空の箱
くろかわ
長雨の季節
知らない絵を描く。
知識でしか知らない風景。文章にしか残っていない生き物。データの中でだけ生きる植物。人。物。建物。催事。行為。
俺たちに許された数少ない自由。それは、遺すこと。とっくの昔に自殺した人類と、それに付き合わされた地球の、今は亡き輝かしき光を。
絵筆を置く。モニタの中のカンバスに映る取り取りの花々を眺めて、溜息が漏れる。
【ライブラリ】に残った写真からインスピレーションを得て、自由に形や色を変えて描かれた、偽物の紛い物。
背もたれに体重を預け、出来上がった出来損ないを少し遠くから眺める。
技術的には完璧だ。知っている全ての技を、人類の積み上げた業を総動員して描かれた抽象画。もし、何億年か後に宇宙人がこいつを見つけたら、なるほどこの星にはこんなものがあったのか、と感心するだろう。
だから、つまらない。
そう思った矢先、【ライブラリ】に勝手に保存される。どんな失敗作でもそうだ。
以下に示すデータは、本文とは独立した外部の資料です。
PR #886, opened 2017-03-20
Update /data

Spandamn:
This part of the /data code is no longer needed (https://github.com/Zarel/Pokemon-Showdown/pull/3378)


Zarel:
You realize not all PS servers are up-to-date? This code can be dropped in like, a year.

Spandamn:
Oh yeah. Didn't think about that.

PR #887, opened 2017-03-22
Fix format/gen specific /rank

asgdf:
Also trim targets before parsing so spaces around commas don't throw it off.

### DIFF
--- a/js/client-chat.js
+++ b/js/client-chat.js
@@ -377,7 +377,10 @@
 			switch (cmd.toLowerCase()) {
 			case 'chall':
 			case 'challenge':
-				var targets = target.split(',').map($.trim);
+				var targets = target.split(',');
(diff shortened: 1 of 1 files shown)


js/client-chat.js
```diff
@@ -744,7 +744,7 @@
 				if (app.localLadder) return text;
 				if (!target) target = app.user.get('userid');
 
-				var targets = target.split(',');
+				var targets = target.split(',').map($.trim);
```
Zarel: For the record, `map` is an ES5 feature. As is `trim`. We use `$.trim` because client does not have ES5 support. So we can't use `map`, either.

Zarel: Just trim for the final iteration.

asgdf:
Ok I removed the use of `map()`. `/challenge` had also been using it so I replaced it there as well.

PR #2059, opened 2022-12-16
Update formats with public inputlog

adrivrie:
The check of whether a format should allow the inputlog to be public was outdated, I tried to make it up-to-date and generalize it a little by removing gens and combining BF and BSSF.

Almost entirely done by pattern matching, sorry if I did something wrong.

### DIFF
--- a/replays/battle.log.php
+++ b/replays/battle.log.php
@@ -48,7 +48,7 @@ if ($replay['password'] ?? null) {
 $replay['log'] = str_replace("\r","",$replay['log']);
 
 if ($replay['inputlog']) {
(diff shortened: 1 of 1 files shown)


adrivrie:
A better fix would be to check if `"random"`, `"challengecup"`, `"hackmonscup"`, `"factory"` or `"computergenerated"` is contained in the `formatid`, but I'm too scared to break something...

Best fix would be to check whether the format requires a team, but I have no idea how to do this.

In the meantime, updating a little would make debugging a little easier.

NotTsunami:
> A better fix would be to check if `"random"`, `"challengecup"`, `"hackmonscup"`, `"factory"` or `"computergenerated"` is contained in the `formatid`, but I'm too scared to break something...

PHP 8 offers [str_contains](https://www.php.net/manual/en/function.str-contains.php) if this project can use PHP 8 features (unsure of any restrictions or much of the internals, very infrequent contributor).

PR #2064, opened 2022-12-22
Update to handle esbuild migration

mia-pi-git:
Will get this merged when it's time for esbuild to go live.


AnnikaCodes:
Thanks!

PR #2073, opened 2022-12-30
Add a link to the staff list

KennedyLFC:
[very serious comment]

The text in the first paragraph says "A full staff list can be found below." but there was no staff list below lmao.

### DIFF
--- a/website/pages/staff.md
+++ b/website/pages/staff.md
@@ -6,7 +6,7 @@ Staff are represented by the symbols next to their names and appear at the top o
 
 ### What's the difference between room staff and global staff?
 
-Room staff have permissions tied specifically to the room they were promoted in, whereas global staff have increased permissions across the server. Room staff can only perform moderation duties within their rooms, whereas global staff have the ability to globally lock or ban users and thus should be sought instead of room staff for PM or battle abuse. Global staff may also hold higher positions as room staff. Global staff can be identified by the "Global" indicator when clicking on their username.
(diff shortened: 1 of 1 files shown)


website/pages/staff.md
```diff
@@ -6,7 +6,7 @@ Staff are represented by the symbols next to their names and appear at the top o
 
 ### What's the difference between room staff and global staff?
 
-Room staff have permissions tied specifically to the room they were promoted in, whereas global staff have increased permissions across the server. Room staff can only perform moderation duties within their rooms, whereas global staff have the ability to globally lock or ban users and thus should be sought instead of room staff for PM or battle abuse. Global staff may also hold higher positions as room staff. Global staff can be identified by the "Global" indicator when clicking on their username.
+Room staff have permissions tied specifically to the room they were promoted in, whereas global staff have increased permissions across the server. Room staff can only perform moderation duties within their rooms, whereas global staff have the ability to globally lock or ban users and thus should be sought instead of room staff for PM or battle abuse. Global staff may also hold higher positions as room staff. Global staff can be identified by the "Global" indicator when clicking on their username, you can also refer to the [staff list](https://www.smogon.com/sim/staff_list) to see all Global Staff members.
```
NotTsunami, line 9: It would make more sense to add this to the comment question above.

KennedyLFC: I think it makes sense in the second paragraph after the distinction is made between global staff and room staff. If anything I'd just remove the sentence in the first paragraph that refers to the staff list tbh

NotTsunami: I don't think it does. I'm not trying to be overly pedantic, but in the question that asks who the staff are, it makes significantly more sense to link there.

KrisXV:
```suggestion
Room staff have permissions tied specifically to the room they were promoted in, whereas global staff have increased permissions across the server. Room staff can only perform moderation duties within their rooms, whereas global staff have the ability to globally lock or ban users and thus should be sought instead of room staff for PM or battle abuse. Global staff may also hold higher positions as room staff. Global staff can be identified by the "Global" indicator when clicking on their username. You can also refer to the [staff list](https://www.smogon.com/sim/staff_list) to see all Global Staff members. 
```

AnnikaCodes:
This is fine, I suppose. Sorry that you had wait half a year for it to be merged.

PR #2074, opened 2022-12-30
Build: Fix compiled TS file count

Karthik99999:


monsanto:
What is the problem, and how does this fix it?

Zarel:
This seems to make it so multiple `combineResults` calls can run concurrently, which I believe could improve performance, but I don't believe it fixes the compiled file count at all. I also don't think we have performance issues?

Karthik99999:
Currently, the file count looks something like this

```
(0[object Promise][object Promise] files in 16.69s) DONE
```

This happens because `compileToFile` is an async function, but the return value from `compileToFile` is being treated as if it is already a number and not a promise to a number. I could have either resolved the promises where `compileToFile` is called or changed it to a sync function and only make one `.then` call, which is what I believed look cleaner (and does actually fix the display issue above).

Zarel:
Oh, good to know; thanks!

PR #2078, opened 2023-01-06
Bypass https on localhost

mia-pi-git:
This fixes accessing localhost. Previously, browsers forced http to https, meaning the WebSocket connection was made to port 443 on https instead of the correct http connection to whatever port. This ensures localhost is always connecting to http and on the correct port, which is added to the querystring by the redirect in `ps/server/static/index.html`.

### DIFF
--- a/js/client.js
+++ b/js/client.js
@@ -758,7 +758,7 @@ function toId() {
 						// We need to bypass the port as well because on most modern browsers, http gets forced
 						// to https, which means a ws connection is made to port 443 instead of wherever it's actually running,
 						// thus ensuring a failed connection.
-						var port = possiblePort ? possiblePort[1] : Config.server.port;
+						var port = possiblePort || Config.server.port;
 						console.log("Bypassing SockJS for localhost");
 						var url = 'ws://' + Config.server.host + ':' + port + Config.sockjsprefix + '/websocket';
 						console.log(url);
--- a/js/client.js
+++ b/js/client.js
@@ -393,6 +393,7 @@ function toId() {
 		},
 		focused: true,
 		initialize: function () {
+			this.query = window.location.search;
 			window.app = this;
 			this.initializeRooms();
 			this.initializePopups();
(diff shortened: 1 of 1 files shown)


js/client.js
```diff
@@ -753,11 +754,15 @@ function toId() {
...
+						// to https, which means a ws connection is made to port 443 instead of wherever it's actually running,
+						// thus ensuring a failed connection.
+						var port = possiblePort ? possiblePort[1] : Config.server.port;
 						console.log("Bypassing SockJS for localhost");
-						console.log('ws' + protocol.slice('4') + '://' + Config.server.host + ':' + Config.server.port + Config.sockjsprefix + '/websocket');
-						return new WebSocket(
-							'ws' + protocol.slice('4') + '://' + Config.server.host + ':' + Config.server.port + Config.sockjsprefix + '/websocket'
-						);
+						var url = 'ws://' + Config.server.host + ':' + port + Config.sockjsprefix + '/websocket';
+						console.log(url);
```
DaWoblefet, line 764: Extra debug print

mia-pi-git: This was already there - I just reformatted it so it was more consistent.

js/client.js
```diff
@@ -753,11 +754,15 @@ function toId() {
 						// anyway, this affects SockJS because it makes HTTP requests to localhost
 						// but it turns out that making direct WebSocket connections to localhost is
 						// still supported, so we'll just bypass SockJS and use WebSocket directly.
+						var possiblePort = /port=([0-9]+)/.exec(self.query || "");
```
monsanto, line 757: https://developer.mozilla.org/en-US/docs/Web/API/URL/searchParams#examples

mia-pi-git: OK. Did.

js/client.js
```diff
@@ -753,11 +754,15 @@ function toId() {
 						// anyway, this affects SockJS because it makes HTTP requests to localhost
 						// but it turns out that making direct WebSocket connections to localhost is
 						// still supported, so we'll just bypass SockJS and use WebSocket directly.
+						var possiblePort = new URL(document.location + self.query).searchParams.get('port');
+						// We need to bypass the port as well because on most modern browsers, http gets forced
+						// to https, which means a ws connection is made to port 443 instead of wherever it's actually running,
+						// thus ensuring a failed connection.
+						var port = possiblePort ? possiblePort[1] : Config.server.port;
```
monsanto, line 761: I think you forgot to update this after the searchParams change

mia-pi-git: Yeah. 
```suggestion
						var port = possiblePort || Config.server.port;
```

js/client.js
```diff
@@ -753,11 +754,15 @@ function toId() {
 						// anyway, this affects SockJS because it makes HTTP requests to localhost
 						// but it turns out that making direct WebSocket connections to localhost is
 						// still supported, so we'll just bypass SockJS and use WebSocket directly.
+						var possiblePort = new URL(document.location + self.query).searchParams.get('port');
```
monsanto, line 757: The example suggests that it isn't necessary to append `window.location.search` to `document.location`. Also this would make `this.query` above a dead variable.

mia-pi-git: `this.query` is necessary since the querystring gets removed from the URL early on (I think backbone does it?) - as such, it has to be cached as soon as possible.

monsanto: Oh I see, maybe a comment would help, unless this is documented elsewhere.

mia-pi-git: Sure. Done.

monsanto:
It looks OK to me, so if you've tested it then feel free to merge.

PR #2079, opened 2023-01-06
Tournaments: Support team locking

MathyFurret:
Client side for https://github.com/smogon/pokemon-showdown/pull/9283

This adds a warning for team-locked tournaments, and hides the team select after a player's team is locked.

### DIFF
--- a/js/client-chat-tournament.js
+++ b/js/client-chat-tournament.js
@@ -97,6 +97,8 @@
 					'<div class="tournament-tools">' +
 						'<div class="tournament-team"></div>' +
 						'<button class="button tournament-join">Join</button><button class="button tournament-validate"><i class="fa fa-check"></i> Validate</button> <button class="button tournament-leave">Leave</button>' +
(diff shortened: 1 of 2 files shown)


js/client-chat-tournament.js
```diff
@@ -357,6 +375,17 @@
 					}
 					break;
 
+				case 'teamlock':
+					if (data[0] === 'on') {
+						this.room.$chat.append("<div class=\"notice tournament-message-teamlock\">This tournament is now team-locked (Tournament players can't change teams between games)</div>");
+						this.teamLocked = true;
+					} else if (data[0] === 'off') {
+						this.room.$chat.append("<div class=\"notice tournament-message-teamlock\">This tournament is no longer team-locked.</div>");
```
AnnikaCodes, line 383: Why does one of these have a period, but not the other?

MathyFurret: Because other lines that end in parentheticals don't have a period while the rest do

PR #2085, opened 2023-01-11
Tooltips: Align tera reminders with types, Space

qwertystrargs:
The current- and modified tooltips, from left to right, respectively:
image

### DIFF
--- a/style/battle.css
+++ b/style/battle.css
@@ -789,8 +789,8 @@ License: GPLv2
 #tooltipwrapper .tooltip p.section {
 	border-top: 1px solid #888888;
 }
-#tooltipwrapper .tooltip small.type-aligned {
-	vertical-align: 3px;
+#tooltipwrapper .tooltip span.textaligned-typeicons {
+	vertical-align: -3px;
 }
 #tooltipwrapper.tooltip-locked {
 	pointer-events: auto;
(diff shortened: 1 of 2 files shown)


qwertystrargs:
Fixed. I assumed there was an issue with introducing space under the type-state reminder.

qwertystrargs:
Results (previous version on the left):
image

style/battle.css
```diff
@@ -789,6 +789,9 @@ License: GPLv2
 #tooltipwrapper .tooltip p.section {
 	border-top: 1px solid #888888;
 }
+#tooltipwrapper .tooltip span.textaligned-typeicons {
+	vertical-align: -3px;
+}
```
urkerab, line 794: Rather than hard-coding an adjustment on the wrapper, wouldn't it be better to add a class to the type icons themselves so that you could style them with `vertical-align: text-bottom;` or `middle` (not sure which one would be better)?

urkerab: Although the type icon in the status indicator gets away without using a class on the icon itself, so maybe just leave the span in and style the icon using
```suggestion
#tooltipwrapper .tooltip .textaligned-typeicons img {
	vertical-align: text-bottom;
}
```

qwertystrargs:
With text-bottom:
image

Marty-D:
Looks good to me, thanks!

PR #2086, opened 2023-01-12
Tooltips: Hide Tera Type for Terastal Clause

MathyFurret:
so annoyed seeing it in cc1v1


Zrp200:
Wouldn't it have been better if it just hid tera type for those that can't tera?

PR #2092, opened 2023-01-19
Teambuilder: Don't modify IVs for Hidden Power on import

EvGym:
addresses my issue here: https://github.com/smogon/pokemon-showdown-client/issues/2091

I wanted to see if I could make it depend on the format of the team it was being imported to but it doesn't appear that the areas of code responsible for this issue have access to that information. This seems like the best fix I could find. This shouldn't pose a huge issue to those using earlier formats for the following reasons:
1) Teams they are importing were probably already created in the proper gen of showdown and won't need the extra correction
2) validation will catch the issue and re-adding the hidden power type will fix the stats.
3) you have always been able to import illegal sets so this change won't catch anyone off-guard. If people even realize it is gone.

### DIFF
--- a/js/storage.js
+++ b/js/storage.js
@@ -1246,13 +1246,6 @@ Storage.importTeam = function (buffer, teams) {
 			if (line.substr(0, 14) === 'Hidden Power [') {
 				var hptype = line.substr(14, line.length - 15);
 				line = 'Hidden Power ' + hptype;
-				var type = Dex.types.get(hptype);
-				if (!curSet.ivs && type) {
-					curSet.ivs = {};
-					for (var stat in type.HPivs) {
-						curSet.ivs[stat] = type.HPivs[stat];
-					}
-				}
 			}
 			if (line === 'Frustration' && curSet.happiness === undefined) {
 				curSet.happiness = 0;
--- a/src/panel-teamdropdown.tsx
+++ b/src/panel-teamdropdown.tsx
@@ -398,13 +398,6 @@ class PSTeambuilder {
 			if (line.startsWith('Hidden Power [')) {
 				const hpType = line.slice(14, -1) as TypeName;
 				line = 'Hidden Power ' + hpType;
-				if (!set.ivs && Dex.types.isName(hpType)) {
-					set.ivs = {hp: 31, atk: 31, def: 31, spa: 31, spd: 31, spe: 31};
-					const hpIVs = Dex.types.get(hpType).HPivs || {};
-					for (let stat in hpIVs) {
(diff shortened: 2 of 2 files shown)


AnnikaCodes:
Shouldn't this still adjust the IVs for formats where Hyper Training isn't available? Also, did you make a thread on the [PS Suggestions forum](https://www.smogon.com/forums/forums/suggestions.517/) to allow for community input on the change?

EvGym:
> 

I don't think so. This only applies for importing teams and how often will you be importing teams from higher gens into earlier gens? If you add the hidden power in the format you will get the required IV modification and the IV modifications are listed when you export a team. In the ends, it seems a rather pointless feature that will cause issues 99 out of 100 times it comes into effect

EvGym:
https://www.smogon.com/forums/threads/default-to-31-ivs-on-pokemon-with-hidden-power-gen-7-and-national-dex.3692969/

It has been brought up before, but I did not want to necro post it. I went ahead and made the fix as it has been effecting some of my friends

AnnikaCodes:
Since PS doesn't specify generation in the team text and previously exported teams may rely on the automatic IV adjustment, we unfortunately cannot accept this change.

EvGym:
> Since PS doesn't specify generation in the team text and previously exported teams may rely on the automatic IV adjustment, we unfortunately cannot accept this change.

As every future generation has hyper training, this feels really silly. As I explained above, the ONLY time this matters would be if you are importing a team from a future generation or if you built the team outside the teambuilder someone. Even then, this is the work of the team validator. At no point should importing a team modify what you are trying to import. That is an inherently confusing and misleading process that is only going to cause issues.

If we are going to default to anything, why are we defaulting to previous generations and not the modern ones?

HoeenCoder:
It may be better to re-attempt this by wrapping the hidden power logic in a generational check eg:
```js
if (!hyperTrainingSupported) {
  // adjust IVs
}
```
(the above is just psudeocode to be clear). Assume the current generation if its not specified for the team.

EvGym:
If we can get that, it would be great. The teambuilder appears to be agnostic to the format you are currently important for so I do not think this is possible.

You have been able to import illegal sets into the validator for a very long time. Heck, you can import mon that do not exist. Instead of trying to give the importer half enforcement powers, I think we should make it consistent with the rest of its functionality and let the validator yell at the player for having wrong IVs.

We will need to change it so that the proper IVs are exported for mon hidden powers as it appears it cuts that out at the moment.

EvGym:
I did some testing and my fix also makes it so it properly exports the IVs necessary for the hidden powers.

PR #2095, opened 2023-01-21
Add revealed Tera Types to battle tooltips

vivapuffs:
This code depends on Marty's Tera Type preview code for the server which can be found here: https://discord.com/channels/630837856075513856/906654781471359076/1066202399225688185Z
edit: now depends on https://github.com/smogon/pokemon-showdown/pull/9350

### DIFF
--- a/src/battle-tooltips.ts
+++ b/src/battle-tooltips.ts
@@ -777,9 +777,9 @@ class BattleTooltips {
 		const gender = pokemon.gender;
 
 		if (this.battle.rules['Tera Type Preview']) {
-			const substring = pokemon.details.match(/.*teratype:(?:*)/);
-			if (substring != null) {
-				revealedTeraType = substring[0];
+			const splitDetails = pokemon.details.split(':');
+			if (splitDetails != null) {
+				revealedTeraType = splitDetails[splitDetails.length - 1];
 			}
 		}
 		if (gender === 'M' || gender === 'F') {
--- a/src/battle-tooltips.ts
+++ b/src/battle-tooltips.ts
@@ -821,7 +821,8 @@ class BattleTooltips {
 
 			if (pokemon.terastallized) {
 				text += `&nbsp; &nbsp; <small>(base: <span class="textaligned-typeicons">${this.getPokemonTypes(pokemon, true).map(type => Dex.getTypeIcon(type)).join(' ')}</span>)</small>`;
-			} else if (serverPokemon?.teraType && !this.battle.rules['Terastal Clause']) {
+			} else if (serverPokemon?.teraType && !this.battle.rules['Terastal Clause']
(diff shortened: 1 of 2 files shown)


src/battle-tooltips.ts
```diff
@@ -773,7 +773,15 @@ class BattleTooltips {
 		const pokemon = clientPokemon || serverPokemon!;
 		let text = '';
 		let genderBuf = '';
+		let revealedTeraType = '';
 		const gender = pokemon.gender;
+
+		if (this.battle.rules['Tera Type Preview']) {
+			const substring = pokemon.details.match(/(?<=teratype\:).*/g);
```
urkerab, line 780: I don't believe all clients support lookbehinds yet. (Using a capture group might even be more readable anyway.) Also you don't need the `g` flag, do you?

src/battle-tooltips.ts
```diff
@@ -809,6 +817,16 @@ class BattleTooltips {
 				text += `&nbsp; &nbsp; <small>(Tera Type: <span class="textaligned-typeicons">${Dex.getTypeIcon(serverPokemon.teraType)}</span>)</small>`;
 			}
 			text += `</h2>`;
+
+			if (!pokemon.terastallized && this.battle.rules['Tera Type Preview']) {
+				if (revealedTeraType !== '' || serverPokemon?.teraType) {
+					let displayedTeraType = revealedTeraType;
+					if (serverPokemon?.teraType) {
+						displayedTeraType = serverPokemon.teraType;
+					}
```
urkerab, line 826:
```suggestion
				let displayedTeraType = serverPokemon?.teraType || revealedTeraType;
				if (displayedTeraType) {
```

src/battle-tooltips.ts
vivapuffs: hmm i dont think so since details is just one string right? if i am honest i am super unfamiliar with regex so i just went with the first thing that worked

src/battle-tooltips.ts
```diff
@@ -777,7 +777,7 @@ class BattleTooltips {
 		const gender = pokemon.gender;
 
 		if (this.battle.rules['Tera Type Preview']) {
-			const substring = pokemon.details.match(/(?<=teratype\:).*/g);
+			const substring = pokemon.details.match(/.*teratype:(?:*)/);
```
vivapuffs: this does not work correctly

MathyFurret:
The `teratype:` part is only sent once by the server, so you should just save it the first time and remove it from the details string instead of handling it every time the Pokemon is sent out.

qwertystrargs:
If adding a `teraType` property to the Pokemon class to address Mathy's suggestion, would it be appropriate to keep the revealed type separate from the details string when sending, as with `'mail'` and `'item'` in gen 4/5/7 team preview mods?

PR #2097, opened 2023-01-27
Tooltips: Fix Steely Spirit to boost ally moves

MathyFurret:


src/battle-tooltips.ts
```diff
@@ -1912,6 +1909,10 @@ class BattleTooltips {
 					if (ally !== pokemon) {
 						value.modify(1.3, 'Power Spot');
 					}
+				} else if (allyAbility === 'Steely Spirit') {
+					if (move.type === 'Steel') {
+						value.modify(1.5, 'Steely Spirit');
+					}
```
Karthik99999, line 1915:
```suggestion
				} else if (moveType === 'Steel' && allyAbility === 'Steely Spirit') {
					value.modify(1.5, 'Steely Spirit');
```

MathyFurret: several of the surrounding ifs are nested , i will just go ahead and fix those as well (in the morning im so tired)

Karthik99999:
btw you are still using `move.type` instead of `moveType` (which was the thing I was actually trying to fix with my suggestion lol)

PR #2730, opened 2026-08-07
Preact: Respect ignored nicknames in move target controls

wbstx:
This is a fix for a reported bug
https://www.smogon.com/forums/threads/nicknames-in-target-buttons-dont-get-ignored.3785984/

When "Ignore nicknames" or "Ignore opponent" is enabled, pokemon nicknames should not appear in the move target buttons or old choice summary.


wbstx:
Resolved the conflicts. Could someone take another look when they have time? Thanks!

PR #2731, opened 2026-08-08
Allow Sorting Pokémon in the Teambuilder by Usage

andrebastosdias:
https://www.smogon.com/forums/threads/allow-sorting-pok%C3%A9mon-in-the-teambuilder-by-usage.3783376/
image


build-tools/build-usage-stats
andrebastosdias, line 1: I'd like to get @Marty-D's feedback on whether we can create a single file containing only the usage values to speed up the build process to a single request.

PR #2750, opened 2026-09-05
Teambuilder: Fix header's Ability column to match whether abilities are shown in result rows

andrebastosdias:


play.pokemonshowdown.com/src/battle-searchresults.tsx
```diff
@@ -65,13 +65,16 @@ export class PSSearchResults extends preact.Component<{
 	renderPokemonSortRowHTML(index: number) {
 		const search = this.props.search;
 		const sortCol = search.sortCol;
+		const abilityWidthClass = search.dex.gen < 3 || search.dex.modid === 'gen7letsgo' ? null :
+			(search.dex.gen < 5 ? 'singleabilitysortcol' : 'abilitysortcol');
```
Zarel: Hm. Plausible we should just calculate `numAbilityCols` as `0`, `1`, or `2` here, instead of needing to recalculate it every time.

play.pokemonshowdown.com/src/battle-dex-search.ts
```diff
@@ -90,6 +90,7 @@ export class DexSearch {
 	}
 	static unselectableResultTypes = ['header', 'html', 'sortpokemon', 'sortmove'];
 	firstPokemonColumn: 'Tier' | 'Number' = 'Number';
+	numAbilityCols: 0 | 1 | 2 = 0;
```
Zarel, line 93: I think this is the wrong place for this. The other one, `firstPokemonColumn` is configuration (you decide how to label it). `numAbilityCols` is automatic. It should probably just be a const somewhere.

Zarel: Okay. On further reflection, I don't actually think there's a better place to put it if we want to cache it. It's just weird to have a cache next to configuration in a way that makes them look like the same kind of thing.

andrebastosdias: What's the verdict?

Zarel: I guess we'll just do this for now.

Issue #60, opened 2014-12-31
approx_eq_ulps() ?


mikedilger:
Choosing a good epsilon for comparing floats is tricky.   Floats close to 1.0 and floats way out there should probably be compared using quite different epsilons.   Leaving that up to the library consumer is too much of a punt, IMHO.

I think it's more useful to specify the maximum allowable number of floating-point representations separating the two numbers being compared, otherwise known as ULPs (units in the last place, or units of least precision).   IEEE754 data is stored so that when interpreted as 2-s complement integers, sort in the same order.  So casting to integer, and subtracting, can give you the number of representations separating two floats.

I've used something like this (f32 example):

```rust
impl FloatApproxCmp<i32> for f32 {
    fn ulps(self, rhs: f32) -> i32
    {
        // Setup integer representations of the input
        let ai32: i32 = unsafe { mem::transmute(self) };
        let bi32: i32 = unsafe { mem::transmute(rhs) };
        ai32 - bi32
    }

    fn approx_cmp(self, rhs: f32, ulps: i32) -> i32
    {
        // Get exact equality out of the way.
        // This nicely also handles -0 compared to +0
        if self==rhs { return 0; }

        // Handle differing signs as a special case, even if
        // they are very close
        if self>0_f32 && rhs<0_f32 { return 1; }
        if self<0_f32 && rhs>0_f32 { return -1; }

        let diff: i32 = self.ulps(rhs);
        match diff {
            x if x.abs() <= ulps => 0,
            x if x < 0 => -1,
            x if x > 0 => 1,
            _ => 0
        }
    }

    fn approx_eq(self, rhs: f32, ulps: i32) -> bool
    {
        let c :i32 = self.approx_cmp(rhs, ulps);
        c==0
    }
}
```

@aepsil0n

aepsil0n:
I think this is a very reasonable change for floating point numbers. I must admit, that I've been using some workaround to achieve something numerically similar in my projects using `nalgebra` (mostly multiplying epsilon by one of the numbers to compare, but the ULPs seem more efficient and and more adequate for floating point math).

As far as this library is concerned, whose main applications probably use some floating point type, I think we can do it like that. However, considering more abstract mathematical objects we should see how this relates to more general metric spaces.

sebcrozet:
That's an interesting approach. Though I am not sure we should do this by default (i-e. in `.approx_eq`) instead of the common epsilon-based solution as I think most people will have the latter in mind when using it.

PR #61, opened 2014-12-31
ApproxEq trait enhanced with ULPs method of specifying closeness:

mikedilger:
See issue #60.
Background reading:  https://randomascii.wordpress.com/2012/02/25/comparing-floating-point-numbers-2012-edition/

  approx_eq_ulps() allows specification of epsilon as an integer number
  of Units in the Last Place (ULPs) difference between the two floating
  point values

  default approx_ulps() is set to 8.

  approx_eq() function continues to use epsilon method, although I
  recommend further commits and a migration towards the ULPs method.


sebcrozet:
Looks good. See #60 for my comment about mighating `approx_eq` to the ulps method.

PR #70, opened 2015-01-07
Change Fn to FnMut

bfops:
`Fn` was the wrong way to go because a closure like `|y| x = y` isn't a valid `Fn`, but it's a valid `FnMut` (because it captures the mutable external state of `x`).


sebcrozet:
Ah, that's right. Thanks!

PR #74, opened 2015-01-10
Implement Arbitrary for (almost) all types

aepsil0n:
All types in nalgebra can now be used for quickcheck-style testing as an optional feature. `Rot4` and `Iso4` had to be left out, since `Rot4` apparently lacks a working constructor.

The test suite could, in principle, now be migrated to use quickcheck to, as this helps to detect and prevent a large range of bugs.

### DIFF
--- a/src/structs/ortho.rs
+++ b/src/structs/ortho.rs
@@ -2,6 +2,10 @@ use std::num;
 use traits::structure::BaseFloat;
 use structs::{Pnt3, Vec3, Mat4};
 
+#[cfg(feature="arbitrary")]
+use quickcheck::{Arbitrary, Gen};
+
+
 /// A 3D orthographic projection stored without any matrix.
 ///
 /// Reading or modifying its individual properties is cheap but applying the transformation is costly.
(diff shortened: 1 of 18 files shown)


src/structs/ortho.rs
```diff
@@ -232,3 +247,20 @@ impl<N: BaseFloat + Clone> OrthoMat3<N> {
...
+    }
+}
+
+
+/// Simple helper function for rejection sampling
+#[cfg(feature="arbitrary")]
+#[inline]
+pub fn reject<G: Gen, F: FnMut(&T) -> bool, T: Arbitrary>(g: &mut G, f: F) -> T {
+    use std::iter::repeat;
+    repeat(()).map(|_| Arbitrary::arbitrary(g)).filter(f).next().unwrap()
```
sebcrozet: This is a very interesting way of selecting the first valid element!

sebcrozet:
`Rot4` and `Iso4` don't have any constructor at the moment (they need to be build from pairs of quaternions) so it's OK to ignore them for now.

Thanks!

src/structs/ortho.rs
aepsil0n: Functional programming style… I just hope the compiler strips out all the fluff it generates. Otherwise this could be easily converted to a loop.

PR #77, opened 2015-01-16
impl BaseNum for integers

arturoc:
BaseNum is described in the comment as basic integral numeric trait but it's only implemented for floats. also fixes the comment that was broken in a PR i sent some days ago with a find and replace for int -> isize


sebcrozet:
Correct. Thanks!

PR #83, opened 2015-01-25
Implement AssertEq for reference types

aepsil0n:
Just as the standard library's PartialEq is implemented for reference types, the ApproxEq trait should be implemented on them as well. This is mostly an ergonomic improvement for certain testing situations, where a method yields a reference. For non-copy types it allows using the assert_approx_… macros, which would otherwise not be possible.


sebcrozet:
Thanks!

【ライブラリ】が己の存在理由を成し遂げたところで、俺は額に手を当てる。
再び、溜息。
「素晴らしい出来です、イオタ」
「そりゃどうも」
そして始まる賛辞の数々。技術的な部分から、色に込められた意味まで全てぴたりと当てて、更には敢えて使うことを避けた表現にまで話が及ぶ。つまり、
「【ライブラリ】」
「はい。イオタ。賛頌すべき点はあと74あります」
「DC権限による命令。即刻それを停止しろ」
「受諾しました」
つまり、こいつは俺の絵を完璧以上に模倣できる。否、こいつに保存された遺伝子データの複合品である俺たちが、こいつの模倣に過ぎない。保存されるべき人類。そのための完全なデータベース。新しいものを生み出すのに人間すら必要ない、複雑な機械の回路。独創性すら備えた仮想空間上の疑似神経。思考するものとしての人間の、上位互換システム。
俺よりも絵の上手い、そして俺が永遠に追い付けない、絵画の教師。
雨の音が嫌にうるさい。
完璧な機械を入れておくための堅固な建物はご丁寧に、不純極まりないタンパク質の塊のためだけに外の音を拾ってくる。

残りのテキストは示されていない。